For fans of WHAS, the funny comes fast and often and the callbacks and Easter eggs only deepen the experience. My one problem with this show is that, well, it’s not really a show. Since it is basically just a collection of loosely connected stories smushed together, there is no reason for this to be episodic rather than just a four-hour movie.

That is what is said of many of these Netflix shows or programs on other internet streaming providers that encourage binge watching. But if you look at a show like Transparent, which could feel like a six-hour movie if you watched all the episodes at once, there is still an episodic structure to each half-hour block, with a beginning, middle and an end, and common themes among the characters that trace through every episode.

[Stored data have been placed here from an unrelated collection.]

PR #1835, opened 2018-10-17
[TASK] Add pipeline and run to extension point

sven-carstens:
Extension point  _jenkins.pipeline.activity.list.action_ does not supply the _pipeline_ and the _run_ corresponding to the list entry. 

To make it more usefull we add the parameters, that are passed to the rerun button, for others to use here.

eg. the plugin example blueocean-executor-info uses this extension point and does nothing for this point  as it checks for an existing pipeline inside of the props.


imeredith:
Hi, we have work in progress to remove the current extension system and replace it with something simpler and more flexible. I will be posting on the jenkins mailing list this week.

Unforunatly this will mean that when we release the new version of blueocean current plugins will have to be updated to work. I'm currently updated the executor info plugin and will incorporate this change in the new system too.

Do you have a plugin that uses the extension system? We did some searching of github and couldnt find anything outside of executor info.

Once I'm finished with executor info plugin it will serve to be a reference impl for how they can be done.

sven-carstens-udg:
I was trying to get some functionality of promoted-builds plugin working. So there is no public repo anywhere to be found yet as I'm still in very early stages. I had some questions on glitter and it seems I need to change the action handling inside of blueocean-rest to not only have the simple ActionProxy.

imeredith:
Just to update, things have taken longer that I wanted to get everything aligned. We have finished updating blueocean on a branch with the new Extensibility layer and I'm working on some last minute refactoring and documentation, at which point I'll make a post onto the ML

timja:
@imeredith did anything ever happen with the new extensibility layer?

halkeye:
new layer is essentially a rewrite, and pretty much dead at this point

PR #1021, opened 2026-07-06
feat(rust): supervisor daemon increment 1 (workspace, Health, GetHostInfo)

odesenfans:
Increment 1 of the Rust supervisor port (design doc: docs/plans/2026-07-04-rust-supervisor-daemon-design.md, RPC coverage table section 7).

## What's in

- **`rust/` cargo workspace** (stable 1.90, edition 2024): `supervisor-proto` (tonic-build on the frozen `proto/supervisor.proto`) and `supervisor-daemon` (binary `aleph-vm-supervisor`).
- **Health + GetHostInfo** at field-for-field parity with `LocalSupervisor`: lspci GPU inventory ported literally from `resources.py`, same HostInfo sources, same error-trailer encoding (`aleph-supervisor-error-bin`). Every other RPC returns UNIMPLEMENTED with the trailer the Python `_abort` sends.
- **Socket lifecycle** matching the Python daemon (mkdir parent, unlink stale, serve, unlink on exit) plus day-one hardening: bind under umask 0o077 + chmod 0700, identity-checked shutdown unlink (never removes a newer instance's socket), 5s shutdown grace matching `server.stop(grace=5)`, second-signal immediate exit.
- **One Python change** (`supervisor_interface/client.py`): pin `grpc.default_authority=localhost` on the UDS channel. gRPC C-core derives `:authority` from the percent-encoded socket path; hyper/h2 rejects it and resets every stream, so without this no gRPC client of ours could talk to a Rust daemon. Both daemons ignore the value.
- **Conformance suite seed** (`tests/conformance/`, opt-in via `ALEPH_VM_CONFORMANCE=1`): boots the Rust daemon, drives it with the production Python client, asserts parity against the same host sources, SIGTERM unlink included.
- **CI**: `test-rust.yml` (fmt, clippy `-D warnings`, `cargo test --locked`, conformance run), path-filtered to `rust/**`, `proto/**`, the conformance suite, and the Python modules the contract depends on.
- **`docs/plans/rust-port-divergences.md`**: the divergence ledger, 10 entries (umask hardening, identity-checked unlink, no dotenv autoload, ported warts kept bug-for-bug, increment staging notes).

## Review and gates

Three-lens adversarial review (parity vs Python, Rust robustness, CI/conformance): 19 findings, 15 fixed, 4 dismissed into the ledger. Parity spot-proofs: error trailer byte-identical, GPU JSON key order equals `model_dump`, `is_global` matched CPython `ipaddress` on a 200k-address sweep, pydantic bool spellings reproduced.

Gates: cargo fmt/clippy clean, 33 cargo tests, conformance 4/4, Python suite 1033 passed (only the 4 known env-only failures), ruff/isort/lint-imports/yamlfix clean.

## Known gaps (by design, increment staging)

Health.vm_count is 0 and available GPUs/disk ignore surviving VMs until the world view lands (increment 2); `settings.check()` preconditions arrive with the increments that need them. The daemon is not packaged or selectable yet: no deb changes, `ALEPH_VM_SUPERVISOR_IMPL` wiring comes with packaging.


foxpatch-aleph (approved):
Well-executed increment 1 of the Rust supervisor port. Health and GetHostInfo achieve field-for-field parity with the Python LocalSupervisor, verified through careful source comparison (lspci parsing, is_global_ipv4 CIDR table, MemTotal truncation, statvfs calculation). Socket hardening (umask/chmod/identity-checked unlink) is a sound improvement with proper documentation in the divergence ledger. All unsafe blocks have correct SAFETY justifications. The idempotent SocketGuard cleanup correctly handles the race between serve-path and second-signal shutdown. The grpc.default_authority client fix is the correct workaround for the hyper/h2 authority issue. The conformance suite and CI are well-structured. No correctness, security, or testing gaps found.

**`rust/crates/supervisor-daemon/src/config.rs`** (line 53): The debug log says "skipping non-UTF8 environment variable" even when the key is valid UTF-8 but only the value is non-UTF8 (the `(Ok(key), Err(_))` case hits this arm). Minor cosmetic mismatch in the log message, not a bug.

**`rust/crates/supervisor-daemon/src/net.rs`** (line 128): The explicit `address == Ipv4Addr::BROADCAST` check is redundant — 255.255.255.255 is already covered by the `in_block([240, 0, 0, 0], 4)` check. Harmless but unnecessary; the Python ipaddress module also has this as a separate case internally, so it documents the parity intent.

**`tests/conformance/test_rust_daemon.py`** (line 103): The inlined `default_route_interface()` faithfully mirrors the Python `conf.py` version including the unguarded `parts[1]` index, which would crash on an empty line. Since `/proc/net/route` always has a multi-column header and the function is test-only, this is safe in practice. Not a bug, just noting the deliberate parity.

foxpatch-aleph (approved):
Well-executed increment 1 of the Rust supervisor port. Health and GetHostInfo are field-for-field ports of the Python LocalSupervisor, with verified parity for CPU count, memory, uname, statvfs, lspci GPU inventory, and the is_global_ipv4 table (including the 192.0.0.9/.10 exceptions). The error trailer encoding (ErrorDetail with ErrorCode.INTERNAL for UNIMPLEMENTED) matches the Python _abort path exactly. The socket lifecycle (umask hardening, identity-checked unlink, 5s shutdown grace, second-signal fast exit) is robust with proper atomic guarantees. The one Python client change (pinning grpc.default_authority=localhost) is a necessary fix for hyper/h2 compatibility and is correctly scoped. Tests are comprehensive: 33 cargo unit tests, an in-crate gRPC integration test, and a 4-test conformance suite driving the Rust daemon with the production Python client. The divergence ledger is thorough and accurately documents 10 deliberate divergences. No bugs or security issues found.

**`rust/crates/supervisor-daemon/src/config.rs`** (line 53): The `tracing::debug!` call in `from_env()` runs before the tracing subscriber is initialized (it's called from `main()` at line 75, before `tracing_subscriber::fmt().init()` at line 63), so the message is silently dropped. Consider using `eprintln!` or moving the subscriber init before `Settings::from_env()`, or just removing the debug log since it's a rare path. Non-blocking.

**`tests/conformance/test_rust_daemon.py`** (line 72): The `socket_path.exists()` check only verifies file existence, not that it's a socket. The Rust integration test (`grpc.rs:53`) correctly uses `is_socket()`. In practice this works because `UnixListener::bind` atomically creates the socket, but using `stat.S_ISSOCK` would be more robust and match the Rust test's approach.

PR #1022, opened 2026-07-06
feat(rust): supervisor daemon increment 2 (read-only world adoption)

odesenfans:
Increment 2 of the Rust supervisor port, stacked on #1021 (design doc section 7, row 2). GitHub retargets this to dev when #1021 merges.

## What's in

That is not true of First Day of Camp, which seems cut up almost arbitrarily. A storyline ends in one episode, and is picked up in the next one right where it left off with our attention shifting from one group of characters to the next. All of the arcs are throughout the whole series – will they perform the musical, will Andy get Katie, etc – rather than progressing through a series of beats in 30-minute chunks.

For most people this criticism doesn’t matter at all. The stories are fresh, the jokes are funny, the cast is excellent – who the hell cares about the structure? Well, this is symptomatic of creators not knowing how to make things for these new media. Is this thing meant to be watched episode by episode or all at once? Since it’s technically television, is it eligible for the Emmys? Will it compete in the comedy categories or the limited series categories? Should it compete at the Oscars instead if it seems like a movie?

What would have been really spectacular would have been finding a way to use the way Netflix creates and distributes shows and letting the format play into the function of the show. Arrested Development, when it returned to Netflix, tried this a little bit when it featured a different character each episode.

Maybe that would have worked here, giving each character his or her own mini-movie and have them intersecting in crazy ways that would only make sense once viewers had watched the whole series. It would have been even more genius if the episodes were completely interchangeable and could be watched out of order.

But that is next-level thinking. All First Day of Camp had to do was figure out how to transition itself from being a movie into being a television show, and it doesn’t manage to do quite that. But it’s no big deal because the movie it was (and is) is quite a good one. But if Netflix is going to start doing this kind of programming all the time, it is going to have to learn the lessons from the first day of camp for its new dawn.